### Entries shown
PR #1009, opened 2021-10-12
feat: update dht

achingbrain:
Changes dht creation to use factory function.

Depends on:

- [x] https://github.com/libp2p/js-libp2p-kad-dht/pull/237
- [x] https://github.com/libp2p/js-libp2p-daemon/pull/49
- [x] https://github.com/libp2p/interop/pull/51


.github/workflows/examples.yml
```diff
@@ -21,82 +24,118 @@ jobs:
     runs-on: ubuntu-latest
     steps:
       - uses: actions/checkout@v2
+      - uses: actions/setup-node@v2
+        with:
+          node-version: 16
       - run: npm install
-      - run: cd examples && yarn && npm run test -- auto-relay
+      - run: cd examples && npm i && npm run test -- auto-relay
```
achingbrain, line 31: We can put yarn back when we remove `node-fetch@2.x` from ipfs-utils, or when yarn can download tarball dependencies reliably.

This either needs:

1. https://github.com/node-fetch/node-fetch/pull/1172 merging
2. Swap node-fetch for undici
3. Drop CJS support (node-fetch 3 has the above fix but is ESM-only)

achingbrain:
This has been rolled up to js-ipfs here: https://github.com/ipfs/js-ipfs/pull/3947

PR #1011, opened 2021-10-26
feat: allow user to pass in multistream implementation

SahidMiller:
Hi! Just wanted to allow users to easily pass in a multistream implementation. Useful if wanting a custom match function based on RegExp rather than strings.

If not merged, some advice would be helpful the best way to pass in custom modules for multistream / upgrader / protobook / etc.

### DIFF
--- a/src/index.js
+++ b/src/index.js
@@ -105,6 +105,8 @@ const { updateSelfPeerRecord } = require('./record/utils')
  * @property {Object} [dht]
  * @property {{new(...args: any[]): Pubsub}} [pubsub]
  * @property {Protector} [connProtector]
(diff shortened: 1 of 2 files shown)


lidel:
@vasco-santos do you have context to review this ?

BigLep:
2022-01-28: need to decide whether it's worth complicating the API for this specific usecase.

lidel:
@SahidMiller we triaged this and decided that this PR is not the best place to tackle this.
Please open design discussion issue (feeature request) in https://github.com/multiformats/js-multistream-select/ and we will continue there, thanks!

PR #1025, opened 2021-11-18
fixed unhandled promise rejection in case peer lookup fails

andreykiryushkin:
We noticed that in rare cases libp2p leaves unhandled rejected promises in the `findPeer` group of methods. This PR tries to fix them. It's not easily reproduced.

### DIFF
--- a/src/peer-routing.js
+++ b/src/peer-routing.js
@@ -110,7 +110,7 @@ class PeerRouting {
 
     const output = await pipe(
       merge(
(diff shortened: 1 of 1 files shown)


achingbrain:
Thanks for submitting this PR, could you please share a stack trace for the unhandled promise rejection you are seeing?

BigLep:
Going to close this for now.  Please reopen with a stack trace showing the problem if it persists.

### Work task
Output the records above precisely.

### Solution for this problem
PR #1009, opened 2021-10-12
feat: update dht

achingbrain:
Changes dht creation to use factory function.

Depends on:

- [x] https://github.com/libp2p/js-libp2p-kad-dht/pull/237
- [x] https://github.com/libp2p/js-libp2p-daemon/pull/49
- [x] https://github.com/libp2p/interop/pull/51


.github/workflows/examples.yml
```diff
@@ -21,82 +24,118 @@ jobs:
     runs-on: ubuntu-latest
     steps:
       - uses: actions/checkout@v2
+      - uses: actions/setup-node@v2
+        with:
+          node-version: 16
       - run: npm install
-      - run: cd examples && yarn && npm run test -- auto-relay
+      - run: cd examples && npm i && npm run test -- auto-relay
```
achingbrain, line 31: We can put yarn back when we remove `node-fetch@2.x` from ipfs-utils, or when yarn can download tarball dependencies reliably.

This either needs:

1. https://github.com/node-fetch/node-fetch/pull/1172 merging
2. Swap node-fetch for undici
3. Drop CJS support (node-fetch 3 has the above fix but is ESM-only)

achingbrain:
This has been rolled up to js-ipfs here: https://github.com/ipfs/js-ipfs/pull/3947

PR #1011, opened 2021-10-26
feat: allow user to pass in multistream implementation

SahidMiller:
Hi! Just wanted to allow users to easily pass in a multistream implementation. Useful if wanting a custom match function based on RegExp rather than strings.

If not merged, some advice would be helpful the best way to pass in custom modules for multistream / upgrader / protobook / etc.

### DIFF
--- a/src/index.js
+++ b/src/index.js
@@ -105,6 +105,8 @@ const { updateSelfPeerRecord } = require('./record/utils')
  * @property {Object} [dht]
  * @property {{new(...args: any[]): Pubsub}} [pubsub]
  * @property {Protector} [connProtector]
(diff shortened: 1 of 2 files shown)


lidel:
@vasco-santos do you have context to review this ?

BigLep:
2022-01-28: need to decide whether it's worth complicating the API for this specific usecase.

lidel:
@SahidMiller we triaged this and decided that this PR is not the best place to tackle this.
Please open design discussion issue (feeature request) in https://github.com/multiformats/js-multistream-select/ and we will continue there, thanks!

PR #1025, opened 2021-11-18
fixed unhandled promise rejection in case peer lookup fails

andreykiryushkin:
We noticed that in rare cases libp2p leaves unhandled rejected promises in the `findPeer` group of methods. This PR tries to fix them. It's not easily reproduced.

### DIFF
--- a/src/peer-routing.js
+++ b/src/peer-routing.js
@@ -110,7 +110,7 @@ class PeerRouting {
 
     const output = await pipe(
       merge(
(diff shortened: 1 of 1 files shown)


achingbrain:
Thanks for submitting this PR, could you please share a stack trace for the unhandled promise rejection you are seeing?

BigLep:
Going to close this for now.  Please reopen with a stack trace showing the problem if it persists.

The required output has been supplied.